I honestly don't think SpaceX even exists however without the NASA effect. Want proof? How well are non-American private orbital launch companies doing? Exactly, they are doing terrible, and are few in number. US government funded science set the stage for SpaceX to be successful. Saying "well look at SpaceX we don't need government funding" has it complete backwards.

I mean space launches are extremely expensive and thus probably not in the perview of any company without a billion dollars in capitalization. Angola’s GDP doesn’t actually support that kind of activity.

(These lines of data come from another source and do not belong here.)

PR #904, opened 2023-12-21
[PLA-13149] Bump dependency versions.

anoto-moniz:
# Citrine Python PR

## Description 
Bumped all dependencies to their latest version, with a few exceptions.

pytest-flake8 and pydocstyle don't appear to be in use, so they were dropped instead.

botocore only needs to be in our requirements file if we need to pin it separately from boto3, which we currently do not.

boto3 1.34.5 imposes some restrictions on urllib3. If Python is < 3.10, it must be pre-2.0. But even if Python is more recent, it can only support up to (but not including) urllib3 2.1. We've set the pins accordingly.

The latest version of Sphinx available for Python 3.8 is 7.1.2. So that version specific pin was made, and it was pinned at 7.2.6 for everything else.

### PR Type:


anoto-moniz:
https://jenkins.corp.citrine.io/job/nextgen-ITs/43125/

anoto-moniz:
https://jenkins.corp.citrine.io/job/nextgen-ITs/43135/

anoto-moniz:
nextgen IT runs:
- development-e2e: https://jenkins.corp.citrine.io/job/nextgen-ITs/43189/
- stage: https://jenkins.corp.citrine.io/job/nextgen-ITs/43190/

test_requirements.txt
```diff
@@ -1,12 +1,17 @@
...
+pytz==2023.3.post1
+requests-mock==1.11.0
+sphinx-rtd-theme==2.0.0
+sphinxcontrib-apidoc==0.4.0
+
+pandas==2.0.3; python_version < "3.9"
+sphinx==7.1.2; python_version < "3.9"
+
+pandas==2.1.4; python_version >= "3.9"
+sphinx==7.2.6; python_version >= "3.9"
```
kroenlein, line 17: I hadn't seen that before.  Solves problems.

setup.py
```diff
@@ -24,25 +24,24 @@
       install_requires=[
           "requests>=2.31.0,<3",
           "pyjwt>=2,<3",
-          "arrow>=0.15.4,<2",
-          "gemd>=1.15.0,<2",
-          "boto3>=1.17.93,<2",
-          "botocore>=1.20.95,<2",
+          "arrow>=1.3.0,<2",
+          "gemd>=1.16.7,<2",
```
kroenlein, line 28: Is this just an instinctive set-to-latest, or is there a feature-based motivation for choosing this one?

src/citrine/resources/ingestion.py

Going to the broader point, how much waste, fraud, and vanity projects are the taxpayers to fund in an agency to get one semi-interesting project spun off to the private sector? We had a shuttle program for 30 years. We did fuck-all with it. We studied zero gravity’s effects on some plants and animals, we took cool pictures of space. But when it’s all said and done, what the public got was a shuttle program that didn’t even improve the space suits, let alone the shuttle or the launch rockets. We bolted a shuttle that, other than heat shielding was basically a commercial airplane to an ICBM without a warhead. For 30 years. It took Musk maybe ten to create a system in which all parts were recycled for the next launch and capable of landing vertically. He redesigned the 1960s era space suits to meet the needs of people who would spend more than a few hours in them, and had all of this safe enough that celebrities were willing to pay for a ride. If we’d stuck with NASA and the shuttles, we’d still be going down the produce aisle to find new plants to test in zero gravity. I’m sure rutabagas in zero gravity behave very much like every other root vegetable in zero gravity, so I don’t want to spend ten thousand dollars to launch them into space to find out.

The space station that I always called a boondoggle ended up funding SpaceX, and it's made me reconsider a lot of beliefs about wasteful spending... Maybe there really is a positive multiplier to a lot of this stuff, if you commit to setting enough money on fire for long enough.